When you retype the data, keep every line exactly as it appears.

**Task material**
==========
Issue #40, opened 2015-12-17
Implement Quick Outline


tedepstein:
It would be nice to have QuickOutline view implemented, so you press Ctrl+o (on Windows), type in a few characters, and find the definition you're looking for.

tfesenko:
Quick outline implementation in:
- JDT - http://git.eclipse.org/c/jdt/eclipse.jdt.ui.git/tree/org.eclipse.jdt.ui/ui/org/eclipse/jdt/internal/ui/text/JavaOutlineInformationControl.java
- Xtext - https://github.com/eclipse/xtext/blob/master/plugins/org.eclipse.xtext.ui/src/org/eclipse/xtext/ui/editor/outline/quickoutline/QuickOutlinePopup.java

One can think that you get a Quick Outline View for free if you already have a working Outline view, it's not true. Additional effort is needed, see links above.

ghillairet:
The problems I have noted while implementing the quick outline.
- Yedit provides an outline implementation that could have been reused, especially the class YAMLOutlineElement. Unfortunately this class has a constructor that takes a snakeyaml.Node as parameter and since Yedit and SwagEdit both ship with their own snakeyaml jars, trying to instantiate that class from SwagEdit causes a class loader exception.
==========
**The answer**
Issue #40, opened 2015-12-17
Implement Quick Outline


tedepstein:
It would be nice to have QuickOutline view implemented, so you press Ctrl+o (on Windows), type in a few characters, and find the definition you're looking for.

tfesenko:
Quick outline implementation in:
- JDT - http://git.eclipse.org/c/jdt/eclipse.jdt.ui.git/tree/org.eclipse.jdt.ui/ui/org/eclipse/jdt/internal/ui/text/JavaOutlineInformationControl.java
- Xtext - https://github.com/eclipse/xtext/blob/master/plugins/org.eclipse.xtext.ui/src/org/eclipse/xtext/ui/editor/outline/quickoutline/QuickOutlinePopup.java

One can think that you get a Quick Outline View for free if you already have a working Outline view, it's not true. Additional effort is needed, see links above.

ghillairet:
The problems I have noted while implementing the quick outline.
- Yedit provides an outline implementation that could have been reused, especially the class YAMLOutlineElement. Unfortunately this class has a constructor that takes a snakeyaml.Node as parameter and since Yedit and SwagEdit both ship with their own snakeyaml jars, trying to instantiate that class from SwagEdit causes a class loader exception.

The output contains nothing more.